ACTIVITY >> Scan the entries that follow for the word "CaseInsensitiveString", then report every line in which it appears.

=== Begin Enclosure ===

PR #6564, opened 2019-06-21
Updated rules validation on MDU

kritika-singh3:
Original PR: #6555  
 - MDU will go through if there exists at least one material which can refer to the secret config specified
 - MDU will throw `RulesViolationException` if all the pipeline which utilizes the material with the same fingerprint violates the secret config rules.

#### Preview

Screen Shot 2019-06-21 at 3 02 24 PM

### DIFF
--- a/server/src/main/java/com/thoughtworks/go/server/service/RulesService.java
+++ b/server/src/main/java/com/thoughtworks/go/server/service/RulesService.java
@@ -46,57 +46,6 @@ public class RulesService {
         this.goConfigService = goConfigService;
     }
 
-    public boolean validateSecretConfigReferences1(ScmMaterial scmMaterial) {
-        List<CaseInsensitiveString> pipelines = goConfigService.pipelinesWithMaterial(scmMaterial.getFingerprint());
-        SecretParams secretParams = scmMaterial.getSecretParams();
-
-        List<String> missingSecretConfigs = secretParams.stream()
-                .filter(secretParam -> goConfigService.cruiseConfig().getSecretConfigs().find(secretParam.getSecretConfigId()) == null)
-                .map(SecretParam::getSecretConfigId)
-                .collect(Collectors.toList());
-
-        if (!missingSecretConfigs.isEmpty()) {
-            throwSecretConfigNotFound("ScmMaterial", scmMaterial.getUriForDisplay(), String.join(", ", missingSecretConfigs));
-        }
-
-        HashMap<CaseInsensitiveString, List<String>> pipelinesWithViolatedSecretConfigIds = new HashMap<>();
-        secretParams.stream()
-                .map(secretParam -> goConfigService.cruiseConfig().getSecretConfigs().find(secretParam.getSecretConfigId()))
-                .forEach(secretConfig -> {
-                    pipelines.forEach(pipelineName -> {
-                        MaterialConfig materialConfig = goConfigService
-                                .findPipelineByName(pipelineName)
-                                .materialConfigs()
-                                .getByMaterialFingerPrint(scmMaterial.getFingerprint());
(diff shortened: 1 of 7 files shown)


kritika-singh3:
Log snippet:

Screen Shot 2019-06-21 at 3 36 05 PM

server/src/main/java/com/thoughtworks/go/server/service/RulesService.java
```diff
@@ -41,18 +46,103 @@ public RulesService(GoConfigService goConfigService) {
         this.goConfigService = goConfigService;
     }
 
-    public boolean validateSecretConfigReferences(ScmMaterial scmMaterial) {
+    public boolean validateSecretConfigReferences1(ScmMaterial scmMaterial) {
```
bdpiparva: Should this be removed?

server/src/main/java/com/thoughtworks/go/server/service/RulesService.java
```diff
@@ -41,18 +46,103 @@ public RulesService(GoConfigService goConfigService) {
...
+    public boolean validateSecretConfigReferences(ScmMaterial scmMaterial) {
+        List<CaseInsensitiveString> pipelines = goConfigService.pipelinesWithMaterial(scmMaterial.getFingerprint());
+
+        HashMap<CaseInsensitiveString, StringBuilder> pipelinesWithErrors = new HashMap<>();
+        pipelines.forEach(pipelineName -> {
+            MaterialConfig materialConfig = goConfigService
+                    .findPipelineByName(pipelineName)
+                    .materialConfigs()
+                    .getByMaterialFingerPrint(scmMaterial.getFingerprint());
+            if (materialConfig instanceof ScmMaterialConfig) {
```
bdpiparva: I don't think this is required as the method is only taking ScmMaterial as an input

server/src/main/java/com/thoughtworks/go/server/service/RulesService.java
```diff
@@ -41,18 +46,103 @@ public RulesService(GoConfigService goConfigService) {
...
+                PipelineConfigs group = goConfigService.findGroupByPipeline(pipelineName);
+                ScmMaterialConfig scmMaterialConfig = (ScmMaterialConfig) materialConfig;
+                SecretParams secretParams = SecretParams.parse(scmMaterialConfig.getPassword());
+                secretParams.forEach(secretParam -> {
+                    String secretConfigId = secretParam.getSecretConfigId();
+                    SecretConfig secretConfig = goConfigService.getSecretConfigById(secretConfigId);
+                    if (secretConfig == null) {
+                        addError(pipelinesWithErrors, pipelineName, format("\nPipeline '%s' is referring to none-existent secret config '%s'.", pipelineName, secretConfigId));
```
bdpiparva: Do we need  `\n` here?

server/src/main/java/com/thoughtworks/go/server/service/RulesService.java
```diff
@@ -41,18 +46,103 @@ public RulesService(GoConfigService goConfigService) {
...
+                    } else if (!secretConfig.canRefer(group.getClass(), group.getGroup())) {
+                        addError(pipelinesWithErrors, pipelineName, format("\nPipeline '%s' does not have permission to refer to secrets using secret config '%s'", pipelineName, secretConfigId));
```
bdpiparva: same as above

server/src/main/java/com/thoughtworks/go/server/service/RulesService.java
kritika-singh3: No, we don't. We are using `StringUtils.join(list, '\n')`. I will update it.

PR #6565, opened 2019-06-21
Show spinner in modal when performing save/update

bdpiparva:
#### Before
before

#### After
after


GaneshSPatil:
@bdpiparva @kritika-singh3 -- When the spinner appears in the modal, the modal shrinks and expands again, based on the height of the modal.

Can we show the modal on the content itself with a blurred background?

=== End Enclosure ===

ANSWER AREA >>
-        List<CaseInsensitiveString> pipelines = goConfigService.pipelinesWithMaterial(scmMaterial.getFingerprint());
-        HashMap<CaseInsensitiveString, List<String>> pipelinesWithViolatedSecretConfigIds = new HashMap<>();
+        List<CaseInsensitiveString> pipelines = goConfigService.pipelinesWithMaterial(scmMaterial.getFingerprint());
+        HashMap<CaseInsensitiveString, StringBuilder> pipelinesWithErrors = new HashMap<>();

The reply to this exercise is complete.